A medida que desaparecían los cortes causados por el cristal, fue como si se borrase también mi declaración; y para cuando cumplí los nueve años, nadie más que yo recordaba nada del día en que tomé el nombre de los arcángeles en vano. El gusto del detergente se me quedó en la lengua muchas semanas, recordándome la necesidad de la discreción.
Hasta el Mono de Latón estaba satisfecha con mi acto de penitencia; a sus ojos, yo había vuelto a respetar las formas, y era otra vez el buenecito de la familia. Para demostrar su deseo de restablecer el orden antiguo, prendió fuego a las zapatillas favoritas de mi madre, recobrando así el lugar que le correspondía en la perrera familiar. Es más, entre extraños —demostrando un conservadurismo insospechado en semejante marimacho—, hizo causa común con mis padres, y mantuvo en secreto, para sus amigos y los míos, mi única aberración.
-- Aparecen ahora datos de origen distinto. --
PR #909, opened 2026-09-03
[1/N] Add a Swift monitor protocol and bridge

naftaly:
Plugin monitors written in Swift each hand-rolled the same unsafe machinery: a KSCrashMonitorAPI table with C-convention closures, Unmanaged context recovery, a strdup'd monitor id, locked enabled state, and per-event payload boxing. CrashMonitor is a protocol with defaults for everything optional, so a monitor is its id, an init, and the callbacks it actually uses; Monitor hosts a conforming type on the C pipeline and owns all of that, written once, in a new public target so third parties can conform.

This is the bottom slice of the monitor-layer restack: the MetricKit and profiler conformance ports and the rebased 3.0 stack land on top of it.

---
**Stack** (bottom to top):
- 1/N: #909 **(this PR)**
- 2/N: #910
- 3/N: #898
- 4/N: #904
- 5/N: #906
- 6/N: #911
- 7/N: #917
- 8/N: #919


kstenerud:
This looks good overall. My concerns are in the `isRemoteSubject` split. Separating the overloaded flag is the right call, but it turns every existing `isFatal` read into a decision that has to be re-made, and two were missed.

**1. `finalize` is silently ignored for remote-subject fatal events**

`handleException` converts three sites to `kscexc_isLocallyFatal`. Line 375 still tests `isFatal` directly:

```c
if (finalize && !ctx->requirements.isFatal && localResult.reportId > 0 && g_state.onFinalizeReport) {
```

The gate exists because a locally fatal event means we are dying and finalize does ObjC/JSON/file I/O. That reasoning does not apply to a remote subject: the process is healthy, nothing was suspended, `asyncSafety` is 0.

So `handle(payload:, requirements: .fatalRemoteSubject, finalize: true)` writes the report and skips finalization. The caller gets a successful `WrittenReport` with no indication. Nothing hits this today since the corpse monitor leaves `finalize` at false, so it is a trap for the next caller. Should be `!kscexc_isLocallyFatal(ctx->requirements)`. The doc comment on `handle` lists the custom `reportPath` exception but not this one.

**2. `ExceptionHandlingPlan.isFatal` now lies to public callbacks**

`ksexc_monitorContextToPlan` copies the raw bit through:

```c
.isFatal = context->requirements.isFatal,
```

`KSCrash_ExceptionHandlingPlan` is public and documents that field as "The process will terminate once exception handling completes." For a remote subject that is false.

The plan reaches three public callbacks: `g_willWriteReportCallback` and `g_didWriteReportCallback` (KSCrashC.c:235, :300) and `g_userSectionWriteCallback` (KSCrashReportC.c:1645, :1790). An integration doing `if (plan->isFatal) { flushSynchronously(); }` now runs that on a healthy app for every corpse report from #911.

`isRemoteSubject` is not on the plan either. `willWriteReport` can dig it out of the `monitorContext` it also receives, but `didWriteReport` only gets `(plan, eventID)` and has no way to tell a corpse report from its own process crashing.

Cleanest fix is `.isFatal = kscexc_isLocallyFatal(...)` plus `isRemoteSubject` on the plan. That keeps the documented meaning and existing integrations behave as before. Documenting the new meaning instead leaves every existing `isFatal` check firing on corpse reports.

**3. `configure` can overwrite `callbackContext`**

In `MonitorHost.handle`:

```swift
context.pointee.callbackContext = boxedPayload
configure(context)
```

`configure` receives the raw context and runs after the assignment, so it can overwrite `callbackContext`. The write side then does an unchecked reinterpret:

```swift
Unmanaged<PayloadBox>.fromOpaque(raw).takeUnretainedValue().value as? M.EventPayload
```

Setting `callbackContext` is exactly what the hand-rolled monitors did, so someone porting one will reach for it. The result is reading `.value` off whatever their object has at that offset and casting garbage. UB during report writing.

Moving the assignment after `configure(context)` makes the invariant structural instead of documented. One line, no API change.

**4. Bridge lifetime is convention only**

`MonitorCore.deinit` frees `api` and `monitorIdC`, and `kscm_addMonitor` stores the raw `api` pointer. A registered bridge that gets released leaves the registry dereferencing freed memory on the next event, possibly in a crash handler. The doc says bridges live in `config.plugins` or as statics, which holds for both in-tree conformers, but that is convention on a public type. A debug assert in `deinit` when still registered would catch it.

**5. Note, no change required**

`setEnabled` does the atomic exchange then calls the handler outside it, so two concurrent enable/disable calls can notify in the opposite order to the flag. In practice this comes from the install path so it will not happen. Worth a comment saying the ordering is not guaranteed.

kstenerud:
Follow-up from reviewing #898, about the protocol rather than that PR.

`CrashMonitor` has two layers of implicit defaults that hide each other. `EventPayload` defaults to `Void`, and `writeReportSection` defaults to a no-op in the extension. `EventPayload` is inferred from the method signature, so a conformer that omits the typealias and gets the signature slightly wrong silently gets `EventPayload = Void` plus the no-op, and it compiles clean. That monitor writes nothing forever with no diagnostic. `ProfileMonitor` declares `typealias EventPayload = TimeProfile` explicitly, but nothing requires it.

Default values are fine, but default behaviours tend to hide programming errors by the caller. `flags` at `.plugin` and `stitchPriority` at 0 fail visibly or harmlessly if wrong. A defaulted no-op method can go unnoticed indefinitely.

Three options, increasing in scope.

1. Drop `= Void` from `EventPayload` and `Configuration`. Conformers write `typealias EventPayload = Void` when they mean it. A wrong signature becomes a hard error instead of a silent fallback.

2. Drop the extension defaults for the behaviour methods and require them. A monitor with nothing to do writes an empty body, which is the explicit opt-out. Five stub lines at worst on a handful of monitors, and the compiler catches both the missing method and the wrong signature.

3. Split the optional callbacks into capability protocols. `CrashMonitor` keeps the required core, `ReportSectionWriting` and `ReportStitching` become separate conformances. No defaults anywhere.

Option 3 has a side effect worth weighing. The bridge would know at registration whether a monitor writes a section and could leave `api.writeInReportSection` NULL when it does not. `writeError` already guards on that pointer, so the container is skipped and a monitor that writes nothing produces no key. That settles the empty-section question I raised on #898 by construction instead of by policy.

The plumbing cost for 3: inside `Monitor<M>.init` M is a type parameter, so constrained-extension dispatch will not pick the specialised version. It resolves at the `.plugin()` call site where the concrete type is known, so the raw `Monitor(Type.self, config)` form would need to route through the same path or go away.

1 and 2 are cheap. 3 is a real design question, and it decides the #898 one too.

naftaly:
@kstenerud 

1. Fixed the finalize gate. It's less serious than it looks: skipping finalization only means the stitch happens when the report is next read, and the extension doesn't finalize at all, so nothing was losing data. Fixed it anyway because the helper's own header says anything asking "am I dying" should go through it, and this was.

2. I didn't touch the plan. The actual bug turned out to be ours and it was the docs: isFatal still said "the process will terminate", written before remote subjects existed, while the isRemoteSubject docs a few fields below already contradicted it. Fixed the wording instead. Giving the plan's copy a different meaning from the field it copies would just leave the two disagreeing under the same name, which is worse. Nothing reaches those callbacks today either. They're only wired up by the normal install, and the extension install never runs that, so no corpse report has ever hit one. If MetricKit ever starts using remote subjects it's worth revisiting, but that's an idea, not something planned.

3. Fixed, the payload gets stored after the monitor configures the event. The docs already described that order, so the code was disagreeing with itself. Added a test for it, and on the old code it crashes outright.

4. Added the assert, but it asks the registry rather than the bridge's own flag. Removing a monitor doesn't clear that flag, so asserting on it would have broken an existing test.

5. Added the comment. No lock, since that flag gets read during crash handling and a third party can mark their monitor async-safe.

On the protocol, went with splitting it. I tried your first option and it doesn't help: the payload type still gets inferred from init, so the broken monitor compiles clean and still gets the no-op. The second would mean every monitor hand-writing a stitch method, and getting that one wrong wipes the report.

So section writing and stitching are their own protocols now, and the three notifications keep their defaults. Plumbing was easier than you expected, nothing had to route through plugin(). Good side effect: it settles the empty section question on #898 by construction, and it turns out MetricKit does neither of them, so it stops putting an empty section in every report and drops out of the stitch loop.

Last one, you're right that the writeError change was churn. Taken out, so #898's fence is the only thing touching that function and the revert over there disappears.

Only this PR is pushed. The rest need rebasing onto it and I didn't want to force-push seven PRs while you're reading them, so those come later in one go.

kstenerud (approved):
Looks good, just one issue that will likely bite us:

`KSCrash_ExceptionHandlingPlan.isFatal` says "this process will terminate" while `KSCrash_ExceptionHandlingRequirements.isFatal` says "The subject of this event will terminate" with a note about `isRemoteSubject` deciding whether it's this process or not. The issue comes with the callbacks:

```c
KSCrashWillWriteReportCallback(plan*, const KSCrash_MonitorContext* context)
KSCrashIsWritingReportCallback(const plan*, const KSCrashReportWriter* writer)
KSCrashDidWriteReportCallback(const plan*, int64_t reportID)
```

Only the first one gets a context which allows it to check if the subject is remote or not. So any handlers that wire up the other two could get tricked into thinking "We're dying, time to tear down" while reading a fatal report that isn't about this process.

Probably easiest to put `isRemoteSubject` in the plan?

naftaly:
> Looks good, just one issue that will likely bite us:
> 
> `KSCrash_ExceptionHandlingPlan.isFatal` says "this process will terminate" while `KSCrash_ExceptionHandlingRequirements.isFatal` says "The subject of this event will terminate" with a note about `isRemoteSubject` deciding whether it's this process or not. The issue comes with the callbacks:
> 
> ```c
> KSCrashWillWriteReportCallback(plan*, const KSCrash_MonitorContext* context)
> KSCrashIsWritingReportCallback(const plan*, const KSCrashReportWriter* writer)
> KSCrashDidWriteReportCallback(const plan*, int64_t reportID)
> ```
> 
> Only the first one gets a context which allows it to check if the subject is remote or not. So any handlers that wire up the other two could get tricked into thinking "We're dying, time to tear down" while reading a fatal report that isn't about this process.
> 
> Probably easiest to put `isRemoteSubject` in the plan?

cleaned this up in the last commit. good call.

En un país donde toda peculiaridad física o mental en un niño es fuente de profunda vergüenza familiar, mis padres, que se habían acostumbrado a marcas faciales de nacimiento, narices de pepino y piernas torcidas, se negaron sencillamente a ver más cosas embarazosas en mí; por mi parte, no mencioné ni una sola vez los zumbidos de mi oído, las campanillas ocasionales de mi sordera, el dolor intermitente. Había aprendido que los secretos no son siempre malos.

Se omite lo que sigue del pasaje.